疲労の症状管理における人参および人参含有漢方製剤:システマティックレビューおよびメタ解析

疲労は、一般人口の5~20%に影響を及ぼす公衆衛生上の重要な課題である。特に慢性疾患患者やがんサバイバーでは有病率が高く、生活の質(QOL)の低下、医療費の増加、生産性の損失などを引き起こすことが知られている。現在、運動療法や認知行動療法などが推奨されているが、専門家不足、コスト、継続の難しさなどの課題がある。また、メチルフェニデートやパロキセチンなどの薬物療法についても、有効性が限定的であることや副作用の懸念が指摘されている。

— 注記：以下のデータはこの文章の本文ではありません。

PR #1358, opened 2023-10-20
fix(crash): fix crash on macos

sdwoodbury:
### What this PR does 📖

- forked dioxus, branched off the rev that was currently in use, and merged Evan's branch which updated wry
- changed the way the menu is constructed on macos. 
- linux needs a new dep - added that to the readme and github workflows. 
- verified that the mac .dmg doesn't crash on sonoma. Linux seems ok. untested on windows. 

- Resolve #

### DIFF
--- a/ui/src/webview_config.rs
+++ b/ui/src/webview_config.rs
@@ -4,10 +4,10 @@ use dioxus_desktop::Config;
 use warp::logging::tracing::log;
 
 pub(crate) fn webview_config() -> Config {
-    //let window = crate::window_builder::get_window_builder(true);
+    let window = crate::window_builder::get_window_builder(true);
 
     let config = Config::new()
-        //.with_window(window)
+        .with_window(window)
         .with_custom_index(
             r#"
 <!doctype html>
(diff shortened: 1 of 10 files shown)


ui/src/webview_config.rs
```diff
@@ -4,10 +4,13 @@ use dioxus_desktop::Config;
 use warp::logging::tracing::log;
 
 pub(crate) fn webview_config() -> Config {
-    let window = crate::window_builder::get_window_builder(true, true);
-
-    let config = Config::new()
-        .with_window(window)
+    let window = crate::window_builder::get_window_builder(true);
+    let config = if cfg!(not(target_os = "macos")) {
+        Config::new().with_window(window)
```
dariusc93: Does `Config` use `self` instead of `&self`? If so, maybe we could do something like

```rust
let mut config = Config::new();
if cfg!(not(target_os = "macos")) {
   config = config.with_window(window);
}
```

dariusc93 (approved):

PR #1365, opened 2023-10-20
chore(ci): adds a workflow to build linux in every PR

stavares843:
### What this PR does 📖

- Adds a workflow to build linux in every PR to make sure it builds properly in each PR in Linux

image

### DIFF
--- a/.github/workflows/build-linux-pr.yml
+++ b/.github/workflows/build-linux-pr.yml
@@ -1,0 +1,28 @@
+
+name: Build Linux in PR
+
+on:
+  pull_request:
+    types:
+      - opened
+      - edited
+      - reopened
+
+jobs:
+  check:
+    name: Build Linux
+    runs-on: ubuntu-latest
+    steps:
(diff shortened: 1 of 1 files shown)


WanderingHogan (changes requested):
Is it possible to use something like this: https://github.com/marketplace/actions/toml-reader to pull the toolchain value from cargo.toml?

sdwoodbury:
the cargo workflow runs/builds on linux already. Clippy will fail if the project won't compile. i believe this workflow is redundant.

luisecm:
> the cargo workflow runs/builds on linux already. Clippy will fail if the project won't compile. i believe this workflow is redundant.

This means that the job that builds linux on automated tests is redundant too. I added this job recently just to ensure that app builds correctly on Linux. Since there are no automated tests for linux yet, I will add a PR to remove my build linux job too

stavares843:
got it, thanks! 🔨

PR #1366, opened 2023-10-23
fix(chat): Markdown strikethrough fix

### LINKED ISSUE #1359: bug(chat): Strikethrough stopped working
**Issue:**
Stu just recently added Markdowns into dev (thanks Stu!) only issue that I noticed this morning was that "~ ~ strikethrough ~ ~" seems to have stopped working 

**OS:**
All

**Screenshot:**
Screenshot 2023-10-20 at 2 07 45 PM
Screenshot 2023-10-20 at 2 07 36 PM

Flemmli97:
### What this PR does 📖

- Fixes strikethrough not working
- Also fixes an issue where strikethrough are only detected if they stand alone:
  - `test ~~test~~` this works
  - `test~~test~~` this didn't works (it treated it as a whole word)
- Adds the dependency `once_cell` to kit because of regex usage. and fixes an instance where the regex was constructed always instead of cached

- Resolve #1359

### DIFF
--- a/Cargo.lock
+++ b/Cargo.lock
@@ -4572,6 +4572,7 @@ dependencies = [
  "humansize",
  "linkify",
  "mime",
+ "once_cell",
  "pulldown-cmark",
  "regex",
  "reqwest",
--- a/kit/Cargo.toml
+++ b/kit/Cargo.toml
@@ -25,6 +25,7 @@ linkify = { workspace = true }
 reqwest = { workspace = true }
 base64 = { workspace = true }
 mime = { workspace = true }
+once_cell = { workspace = true }
 
 [dependencies.uuid]
 workspace = true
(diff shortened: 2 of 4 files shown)


sdwoodbury (approved):
looks good 
image

phillsatellite:
Strikethrough isnt appearing correctly in reply modals but other than that it appears fine everywhere else in the app. If we could fix that real quick looks good to merge

Screenshot 2023-10-23 at 1 43 46 PM

sdwoodbury:
> Strikethrough isnt appearing correctly in reply modals but other than that it appears fine everywhere else in the app. If we could fix that real quick looks good to merge
> Screenshot 2023-10-23 at 1 43 46 PM

I think the `big-emoji` pr might fix this issue. https://github.com/Satellite-im/Uplink/pull/1357

dariusc93 (approved):

phillsatellite (approved):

一方、朝鮮人参( Panax ginseng、オタネニンジン)を含む人参類には、ジンセノサイド、多糖体、タンパク質などの生理活性成分が含まれており、抗酸化作用、抗炎症作用、炎症性サイトカイン(IL-6、TNF-αなど)の調節、酸化ストレス経路(Nrf2-ARE)の活性化などを介して、抗疲労作用を示す可能性が報告されている。人参は Panax 属の複数種を含む総称であり、本論文では Panax ginseng C.A. Mey.(中国人参*および朝鮮人参)と Panax quinquefolius L.(アメリカ人参)が、補完代替医療(CAM)領域において疲労管理に広く用いられる主要種として説明されている。
本研究は、朝鮮人参が疲労に及ぼす影響について、既存のランダム化比較試験(RCT)を統合解析したシステマティックレビューおよびメタ解析である。 主疾患、疲労の原因、持続期間、地域、民族背景による制限は設けていない。介入には、中国人参、朝鮮人参、アメリカ人参などの単独人参製剤に加え、中医学(TCM)の古典処方に基づく人参含有漢方製剤が含まれていた。治療期間は2~16週間であり、人参の用量は125 mg~9 g/日と幅があったが、多くの研究では2~3 g/日程度が用いられていた。
メタ解析の結果、朝鮮人参を含む各種人参製剤の摂取は、全般的な疲労を安全に軽減し、生活の質(QoL)を向上させる有効な手段であることが示された(p = 0.05)。当初の全体解析では統計的な異質性が高く、有意な改善は認められなかったが(SMD: −0.36; 95% CI: −0.82~0.11; p = 0.13)、特定の1研究を除外した感度分析により異質性が解消(I²=2%)された結果、対照群と比較して疲労症状を有意に改善することが確認された(SMD: −0.23; 95% CI: −0.35~ −0.10; p = 0.0003)。
また、サブグループ解析においても、特定の疾患に基づかない全般的な疲労(SMD: −0.48; 95% CI: −0.71~−0.25; p < 0.0001)や、一般人口の慢性疲労(SMD: −0.30; 95% CI: −0.56~−0.03; p = 0.03)への効果が認められたほか、人参単独よりも人参含有漢方製剤においてより顕著な疲労減少が認められた(SMD: −0.39; 95% CI: −0.66~−0.13; p = 0.004)。有害事象の発生率においては、対照群との有意な差はなく(RR: 0.98; 95% CI: 0.88~1.09; p = 0.71)、安全性上の懸念は認められなかった。
結論として、このシステマティックレビューおよびメタ解析により、朝鮮人参を含む人参製剤は、疲労症状を有する患者において、疲労の改善に寄与する可能性が示された。今後、朝鮮人参が疲労に及ぼす全般的な影響を評価するためには、長期的な影響やより信頼性の高い測定方法を用いたさらに厳格な臨床試験が求められる。
[文献]
Li X, et al. Ginseng and Ginseng Herbal Formulas for Symptomatic Management of Fatigue: A Systematic Review and Meta-Analysis. J Integr Complement Med. 2023;29(8):468-482. doi:10.1089/jicm.2022.0532.
*原文まま。本レビューにおける 「中国人参」は、Panax ginseng C.A. Meyer(オタネニンジン)を指し、朝鮮人参と同一種である。両者は主に加工・乾燥方法の違いによって区別されている。